> [EXERCISE AIM]:
For each line of the listing that contains "contract", make a copy and return it.

> [EXTRACTED MATERIAL]:
* * * * * * * * *
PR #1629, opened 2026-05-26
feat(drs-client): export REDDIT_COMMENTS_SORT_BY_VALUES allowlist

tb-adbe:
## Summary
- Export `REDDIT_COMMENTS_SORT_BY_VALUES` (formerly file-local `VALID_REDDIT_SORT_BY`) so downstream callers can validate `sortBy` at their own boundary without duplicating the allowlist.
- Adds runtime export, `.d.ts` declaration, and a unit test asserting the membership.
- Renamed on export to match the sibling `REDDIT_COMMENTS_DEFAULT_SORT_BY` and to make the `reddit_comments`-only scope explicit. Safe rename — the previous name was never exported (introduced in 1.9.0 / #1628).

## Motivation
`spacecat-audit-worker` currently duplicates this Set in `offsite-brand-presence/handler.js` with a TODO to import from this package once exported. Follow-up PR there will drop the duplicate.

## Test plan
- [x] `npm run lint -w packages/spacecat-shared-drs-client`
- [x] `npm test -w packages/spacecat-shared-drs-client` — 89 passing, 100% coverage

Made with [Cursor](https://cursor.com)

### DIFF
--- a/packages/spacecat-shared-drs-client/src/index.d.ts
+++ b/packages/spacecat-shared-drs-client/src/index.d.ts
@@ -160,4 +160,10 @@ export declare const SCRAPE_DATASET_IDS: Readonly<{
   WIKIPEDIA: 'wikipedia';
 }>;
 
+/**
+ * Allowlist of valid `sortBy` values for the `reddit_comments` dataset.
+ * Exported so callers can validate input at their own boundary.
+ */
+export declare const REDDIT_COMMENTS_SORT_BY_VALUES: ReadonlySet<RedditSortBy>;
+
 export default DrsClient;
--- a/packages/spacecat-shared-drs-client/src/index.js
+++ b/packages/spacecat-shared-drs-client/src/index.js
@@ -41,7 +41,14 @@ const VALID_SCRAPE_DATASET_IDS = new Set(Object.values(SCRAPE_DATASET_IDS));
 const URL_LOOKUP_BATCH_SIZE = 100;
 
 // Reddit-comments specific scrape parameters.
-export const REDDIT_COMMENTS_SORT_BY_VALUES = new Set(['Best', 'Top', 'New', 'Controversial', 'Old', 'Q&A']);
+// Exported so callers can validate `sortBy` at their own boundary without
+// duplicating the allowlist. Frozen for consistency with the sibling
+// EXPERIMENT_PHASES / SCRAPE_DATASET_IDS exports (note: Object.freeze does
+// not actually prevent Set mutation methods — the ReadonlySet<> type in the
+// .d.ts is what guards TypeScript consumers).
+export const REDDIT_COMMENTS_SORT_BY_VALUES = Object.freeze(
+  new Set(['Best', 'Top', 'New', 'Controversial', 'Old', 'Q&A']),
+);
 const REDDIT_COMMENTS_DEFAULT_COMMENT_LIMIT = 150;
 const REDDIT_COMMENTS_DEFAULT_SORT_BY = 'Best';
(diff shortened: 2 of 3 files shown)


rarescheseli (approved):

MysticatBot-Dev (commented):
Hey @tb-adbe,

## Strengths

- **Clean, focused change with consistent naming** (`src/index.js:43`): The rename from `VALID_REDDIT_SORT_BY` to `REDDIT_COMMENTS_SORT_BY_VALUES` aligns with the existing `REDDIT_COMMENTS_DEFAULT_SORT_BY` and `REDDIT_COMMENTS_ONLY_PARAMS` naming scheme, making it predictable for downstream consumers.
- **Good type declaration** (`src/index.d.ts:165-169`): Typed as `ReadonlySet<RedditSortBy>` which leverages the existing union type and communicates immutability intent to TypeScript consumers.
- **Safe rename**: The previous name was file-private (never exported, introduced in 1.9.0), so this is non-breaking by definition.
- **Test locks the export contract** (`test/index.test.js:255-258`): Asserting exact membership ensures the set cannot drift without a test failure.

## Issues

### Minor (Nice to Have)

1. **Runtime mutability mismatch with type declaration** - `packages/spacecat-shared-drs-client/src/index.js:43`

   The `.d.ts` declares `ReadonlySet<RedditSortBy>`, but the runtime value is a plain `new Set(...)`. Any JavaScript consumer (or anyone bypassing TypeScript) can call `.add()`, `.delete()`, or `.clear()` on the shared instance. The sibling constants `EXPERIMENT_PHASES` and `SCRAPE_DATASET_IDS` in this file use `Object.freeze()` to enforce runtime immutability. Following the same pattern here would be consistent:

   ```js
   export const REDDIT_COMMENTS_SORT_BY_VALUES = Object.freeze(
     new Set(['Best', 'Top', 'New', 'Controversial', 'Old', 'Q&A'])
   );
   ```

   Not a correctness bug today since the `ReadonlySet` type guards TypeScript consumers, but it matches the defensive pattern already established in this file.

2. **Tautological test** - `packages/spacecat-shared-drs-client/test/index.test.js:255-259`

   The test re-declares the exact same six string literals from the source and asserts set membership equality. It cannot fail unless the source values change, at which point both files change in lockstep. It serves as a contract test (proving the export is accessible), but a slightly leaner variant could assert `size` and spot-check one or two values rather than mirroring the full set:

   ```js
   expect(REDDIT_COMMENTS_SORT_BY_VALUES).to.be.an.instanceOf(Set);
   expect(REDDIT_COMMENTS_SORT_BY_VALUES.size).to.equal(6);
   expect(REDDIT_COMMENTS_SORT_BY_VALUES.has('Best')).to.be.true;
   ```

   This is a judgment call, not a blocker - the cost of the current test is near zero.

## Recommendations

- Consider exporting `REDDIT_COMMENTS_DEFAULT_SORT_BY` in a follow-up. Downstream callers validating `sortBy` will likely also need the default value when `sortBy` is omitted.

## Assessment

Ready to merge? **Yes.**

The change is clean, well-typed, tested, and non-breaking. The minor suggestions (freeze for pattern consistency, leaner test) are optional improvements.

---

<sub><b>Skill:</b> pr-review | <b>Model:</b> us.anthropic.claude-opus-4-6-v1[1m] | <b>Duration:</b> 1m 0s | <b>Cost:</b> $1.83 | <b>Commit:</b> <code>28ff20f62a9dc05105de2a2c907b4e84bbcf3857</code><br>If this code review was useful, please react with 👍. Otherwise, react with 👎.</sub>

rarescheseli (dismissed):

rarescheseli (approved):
* * * * * * * * *
> [WRITTEN REPLY]:
- **Test locks the export contract** (`test/index.test.js:255-258`): Asserting exact membership ensures the set cannot drift without a test failure.
   The test re-declares the exact same six string literals from the source and asserts set membership equality. It cannot fail unless the source values change, at which point both files change in lockstep. It serves as a contract test (proving the export is accessible), but a slightly leaner variant could assert `size` and spot-check one or two values rather than mirroring the full set:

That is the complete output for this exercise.